Till no more red stacks and using ubuntu 16.04, traefik seams to be working ok for, at least, 24 hours

rawmind0 commented 7 years ago

@jjscarafia , your case is so strange....

In your confd log files, last update should set rules.toml file to same content....It's so strange to work just in one server.... Infrastructure services are working well on both?? traefik-2-confd.txt

2017-06-14T12:43:59Z traefik-traefik-2 /opt/tools/confd/bin/confd[143]: INFO /opt/traefik/etc/rules.toml has md5sum bf6b2298be0acf958ad37fac08f7180d should be 7
3983e979b367f06346659a41726824f
2017-06-14T12:43:59Z traefik-traefik-2 /opt/tools/confd/bin/confd[143]: INFO Target config /opt/traefik/etc/rules.toml out of sync
2017-06-14T12:43:59Z traefik-traefik-2 /opt/tools/confd/bin/confd[143]: INFO Target config /opt/traefik/etc/rules.toml has been update

traefik-1-confd.txt

2017-06-14T12:44:09Z traefik-traefik-1 /opt/tools/confd/bin/confd[24]: INFO /opt/traefik/etc/rules.toml has md5sum bf6b2298be0acf958ad37fac08f7180d should be 73
983e979b367f06346659a41726824f
2017-06-14T12:44:09Z traefik-traefik-1 /opt/tools/confd/bin/confd[24]: INFO Target config /opt/traefik/etc/rules.toml out of sync
2017-06-14T12:44:09Z traefik-traefik-1 /opt/tools/confd/bin/confd[24]: INFO Target config /opt/traefik/etc/rules.toml has been updated

With ubuntu and docker 1.12.6 is working well???

jjscarafia commented 7 years ago

Hi @rawmind0 and thanks for the comments!

I've just update all infrastructure services (they show an available upgrade).
Yes, it seams that with ubuntu 16.04 (docker 1.12.6) it is working ok but I will give chance to rancherOS again and will share the results
The only "red" container I've, is the "rancher-agent-bootstrap" that is only visible on hosts (image attached). Could this be bothering on any way?

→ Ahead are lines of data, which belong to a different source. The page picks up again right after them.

PR #3345, opened 2026-07-18
fix(mariadb): derive my.cnf sizing from the instance's own resources

lexfrei:
## What this PR does

The chart shipped a my.cnf with sizing hardcoded for a large dedicated host — `innodb_buffer_pool_size=60G`, `innodb_log_file_size=4096M`, `key_buffer_size=1024M`, `max_connections=4096` — while the default preset `t1.nano` gives the pod 250m CPU and 128Mi of memory, and the default volume is 10Gi. Nothing connected the two, so the defaults asked a 128Mi container for a 60G buffer pool and made every first boot preallocate a redo log worth 40% of the volume.

That is not only a slow start. On the current default, MariaDB 10.6 is OOM-killed before it finishes checking its configuration, and on 11.8 the server refuses to start at higher limits with `Cannot map innodb_buffer_pool_size_max`. It survives in practice only because a large node's overcommit heuristics allow the mapping and a small database never touches most of it.

Sizing now derives from the instance's own limits through the same helper that fills `resources` on the CR, so both `resourcesPreset` and an explicit `resources` block work. The buffer pool takes half the memory limit, rounded down to a 128 MiB multiple because InnoDB on the 10.6 line allocates in chunks of that size and rounds requests up — a naive value would hand the pod a pool larger than its own limit. Half rather than the conventional 70-80% because that advice assumes a dedicated host where the remainder is page cache and overshoot means swapping; under a cgroup limit the same budget also has to cover per-connection buffers, temporary tables, the key cache and mysqld's own heap, and overshoot means the kernel kills the process. The redo log follows the smaller of the pool and 5% of the volume, and the remaining allocations scale from memory or CPU with floors at the server's own defaults.

`innodb_buffer_pool_instances` and `innodb_thread_concurrency` are removed rather than scaled: every shipped server version logs that they were removed and now do nothing, so this only drops a startup warning.

Settings that describe durability or disk behaviour rather than instance size — `innodb_flush_log_at_trx_commit`, `innodb_flush_method`, `innodb_io_capacity`, `innodb_fast_shutdown` — are deliberately left alone, since the chart cannot derive them from a pod's resources.

### Upgrade safety

An existing instance has a 4096M redo log and will get a smaller one. Shrinking it was verified on every shipped server version — 10.6.24, 10.11.15, 11.4.9 and 11.8.5 — after both a clean shutdown and a SIGKILL with writes still unflushed. In all cases the server replayed crash recovery first and resized the log afterwards, with data intact by checksum and `CHECK TABLE ... EXTENDED`.

The ConfigMap carries no operator watch label, so a running healthy instance keeps its current sizing until its next restart; an instance already crash-looping on the old values picks the new ones up when it restarts.

### Release note

```release-note
fix(mariadb): size my.cnf from the instance's own CPU, memory and volume instead of hardcoded values that assumed a large dedicated host. Instances on small presets previously advertised `max_connections=4096`, which they could not serve; the limit now scales with memory and starts at the server default of 151.
```

## Summary by CodeRabbit

- **New Features**
  - MariaDB server settings now scale automatically based on CPU, memory, storage, and configured resource limits.
  - Improved buffer pool, redo log, connection, cache, temporary table, and thread sizing across instance presets.
  - Large instances can use buffer pools beyond the previous fixed limit.

- **Bug Fixes**
  - Improved sizing for small-volume deployments.
  - Removed obsolete MariaDB configuration options for improved version compatibility.
  - Explicit resource settings now take precedence over preset values.

### DIFF
--- a/packages/apps/mariadb/templates/_tuning.tpl
+++ b/packages/apps/mariadb/templates/_tuning.tpl
@@ -1,0 +1,137 @@
+{{/*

@rawmind0 just in case you are available and want, I can give you access to the rancher, just send me an email to jjs@adhoc.com.ar

seleccion_055

rawmind0 commented 7 years ago

Hi @jjscarafia ...

The most strange is that it works in one server and not in the other one. Please, upgrade infrastructure services to the latest version.
More that rancheros or ubuntu, the problem could be with docker version 1.12.6 vs 17.03-1....Thanks for test and share results, i really appreciate...
The only "red" container that could affect traefik confd, would be in stacks with traefik.enable=true, these are the only that confd looks for.

Best regards....

jjscarafia commented 7 years ago

I've been playing for a while and I can see that:

I could reproduce the error of traefik conf not updating by stopping stacks (they become red) and create new stacks with traefik labels.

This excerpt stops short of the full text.